データドリブン経営は、思っていた以上に奥が深い。
今回あらためて痛感したのは、
「統計を学べば武器になる」という単純な話ではなかったということだ。
診断士としての構造思考。
統計の基礎知識。
KPIツリーの設計力。
ここまでは積み上げてきた。
正直に言えば、どこかでこう思っていた。
「意外とできるのではないか」と。
しかし違った。
データドリブンの本質は「分析」ではなかった
気づいたことがある。
データドリブンの本質は「分析」ではない。
「意思決定をどう設計するか」だった。
例えば──
- 行動KPIは本当に先行KPIを動かしているのか
- その因果は思い込みではないか
- 動かなかったとき、どのタイミングで疑うのか
- やめる判断をどう構造化するのか
ここまで設計して、初めてデータは経営の武器になる。
KPIは作れる。分析もできる。
しかし、
「その分析を、どう判断に接続するか」
ここが設計できていなければ、すべてが止まる。
「知っている」と「回せる」は別物
知識として理解することと、経営の判断に落とすことは、まったく別物だった。
分析結果を出すことと、会議で「継続・条件変更・撤退」を決めることは違う。
グラフは出せる。相関も説明できる。
だが、
- この指標は疑うべきか
- まだ続けるのか
- いつ止めるのか
そこまで踏み込めなければ、意思決定は動かない。
ここが想像以上に難しかった。
「意思決定の設計」というレイヤー
今回の気づきはこれだ。
データドリブン経営とは、データを使うことではない。
判断の質を上げる仕組みを作ることだ。
そのためには、例えば次のような設計が必要になる。
- 疑うタイミングを設計する
- 撤退基準をあらかじめ決める
- 決定因子(判断要因)を構造化する
- 役割ごとの「見る指標」を分ける
つまり、
KPI設計 = 指標設計
ではなく、
KPI設計 = 意思決定設計
だったのだ。
だからこそ、面白い
正直に言えば、甘く見ていた。
「分析はできる。

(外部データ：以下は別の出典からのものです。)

PR #1768, opened 2024-05-10
tests:LoggingLogMetric: make dynamic reconciler work for direct resources

acpana:
Patch tracks "teaching" the dynamic controller how to use direct controller and resources.  It also grew to include any LoggingLogMetric changes needed as a result of turning on the dynamic tests for direct resources.


acpana:
This latest patches have a green "postsubmit" run locally:

```bash
$ go test -v -tags=integration ./pkg/controller/dynamic/ -timeout 1600s -test.count=1 -test.run 'TestCreateNoChangeUpdateDelete/logging/basic-explicitlogmetric|TestCreateNoChangeUpdateDelete/logging/basic-exponentiallogmetric|TestCreateNoChangeUpdateDelete/logging/basic-linearlogmetric'
...
--- PASS: TestCreateNoChangeUpdateDelete (0.13s)
    --- PASS: TestCreateNoChangeUpdateDelete/logging (0.00s)
        --- PASS: TestCreateNoChangeUpdateDelete/logging/basic-exponentiallogmetric (78.57s)
        --- PASS: TestCreateNoChangeUpdateDelete/logging/basic-explicitlogmetric (78.68s)
        --- PASS: TestCreateNoChangeUpdateDelete/logging/basic-linearlogmetric (78.80s)
PASS
...
ok  	github.com/GoogleCloudPlatform/k8s-config-connector/pkg/controller/dynamic	88.442s
```

pkg/controller/direct/logging/utils.go
```diff
@@ -130,7 +192,16 @@ func convertAPItoKRM_LogMetricLabels(apiLabels []*api.LabelDescriptor) []krm.Log
 			Key:         &apiLabel.Key,
 			ValueType:   &apiLabel.ValueType,
 		}
+		// TODO(acpana): this looks like a bug on the api, as the value should be defaulted already.
+		if *kccLabels[i].ValueType == "" {
```
justinsb, line 196: Nit: It's more robust to use ValueOf, I know you set it two lines above, but the problem is that when/if you refactor it's easy to introduce bugs that way.

pkg/controller/direct/logging/utils.go
```diff
@@ -130,7 +192,16 @@ func convertAPItoKRM_LogMetricLabels(apiLabels []*api.LabelDescriptor) []krm.Log
 			Key:         &apiLabel.Key,
 			ValueType:   &apiLabel.ValueType,
 		}
+		// TODO(acpana): this looks like a bug on the api, as the value should be defaulted already.
```
justinsb, line 195: I think I've seen this from the API, where `STRING` gets returned from the API as `""`.  I would call it a "quirk" of the API :-)  I bet if you look at the proto, it's an enum, and STRING == 0.

pkg/controller/direct/logging/utils.go
```diff
@@ -130,7 +192,16 @@ func convertAPItoKRM_LogMetricLabels(apiLabels []*api.LabelDescriptor) []krm.Log
...
+		if *kccLabels[i].ValueType == "" {
+			*kccLabels[i].ValueType = "STRING" // "" defaults to "STRING"
+		}
 	}
+
+	sort.Slice(kccLabels, func(i, j int) bool {
```
justinsb, line 201: I like this, and I've noticed the API returning in an order I can't discern.  The one gotcha is that an input KRM object does not round-trip, but I guess that's a function of the API.

pkg/controller/dynamic/dynamic_controller_integration_test.go
```diff
@@ -249,7 +251,10 @@ func validateCreate(ctx context.Context, t *testing.T, testContext testrunner.Te
 
 	// Check that an "Updating" event was recorded, indicating that the
 	// controller tried to update the resource at all.
-	testcontroller.AssertEventRecordedforUnstruct(t, kubeClient, reconciledUnstruct, k8s.Updating)
+	// TODO(acpana): figure out if we want to expose Updating event for direct resources
```
justinsb, line 254: Good call.  Can you open an issue for 1.119?  We should be creating the same events, and we should have test coverage.

pkg/controller/dynamic/dynamic_controller_integration_test.go
```diff
@@ -728,8 +735,12 @@ func assertObjectContains(t *testing.T, obj, changedFields map[string]interface{
 			}
 			assertObjectContains(t, objVal.(map[string]interface{}), changedVal.(map[string]interface{}))
 		default:
-			if !reflect.DeepEqual(objVal, changedVal) {
-				t.Fatalf("unexpected value for %v: got %v, want %v", changedKey, objVal, changedVal)
+			if diff := cmp.Diff(objVal, changedVal, cmpopts.SortSlices(
```
justinsb, line 738: This is because of the label randomization I take it?  I don't love the fact that it potentially covers up issues in other resources, but I don't have a great answer.

pkg/dcl/clientconfig/config.go
```diff
@@ -40,15 +40,15 @@ type Options struct {
 	controller.Config
 }
 
-func New(ctx context.Context, opt Options) (*dcl.Config, error) {
+func NewWithHttpClient(ctx context.Context, opt Options) (*dcl.Config, *http.Client, error) {
```
justinsb, line 43: Nit: NewConfigAndClient (as you did below) is probably a clearer name. I would expect `...WithHttpClient` to take the http.Client as input.

pkg/dcl/clientconfig/config.go
```diff
@@ -108,11 +122,11 @@ func NewForIntegrationTest() *dcl.Config {
 		opt.HTTPClient = &http.Client{Transport: t}
 	}
 
-	config, err := New(ctx, opt)
+	config, httpClient, err := NewWithHttpClient(ctx, opt)
```
justinsb, line 125: It looks like you don't really need `NewWithHttpClient`, because the only place it's called where we look for the http client return value is in this method, and opt.HTTPClient is used instead.  Maybe just don't export `NewWithHTTPClient` (i.e. rename to `newWithHTTPClient`?)

pkg/controller/direct/logging/logmetric_controller.go
```diff
@@ -51,6 +51,14 @@ func AddLogMetricController(mgr manager.Manager, config *controller.Config, opts
 	return directbase.Add(mgr, gvk, m, opts)
 }
 
+func GetModel(ctx context.Context, config *controller.Config) (directbase.Model, error) {
```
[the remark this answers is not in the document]
justinsb: (For 1.119 or later, though!)

justinsb:
A few nits but generally this LGTM and I think we should consider it for 1.118, I don't think it's very risky.

cc @yuwenma

acpana:
Yes, this is mostly tests and it makes our LLM related dynamic controller postsubmits pass 💯

yuwenma:
Thank you @acpana ! Could you fixing the nits, and I think we are ready to go for 1.118.

yuwenma:
/lgtm
/approve

Needs to move this to the v1.118 release. @acpana could you resolve the comments in a follow up PR?

pkg/controller/dynamic/dynamic_controller_integration_test.go
acpana: Yeah I figure anyplace where there are slices it would run into some non deterministic ordering.

acpana:
rebased and re-ran the tests locally ✅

だから回せるはずだ」と。
しかし違った。
KPIは作れる。統計も使える。
だが、「意思決定を動かす構造」を作るのは簡単ではない。
だからこそ、面白い。
実践を積めば、今は見えていないレイヤーが必ず見えてくる。
分析の先にある「構造としての判断設計」。
この分野は、まだまだ深い。
だからこそ、構造で考え続けたい。
結論
データドリブン経営は、「データを使うこと」ではない。
「判断の質を上げる仕組みを作ること」だ。
ここからが、本当の修行なのかもしれない。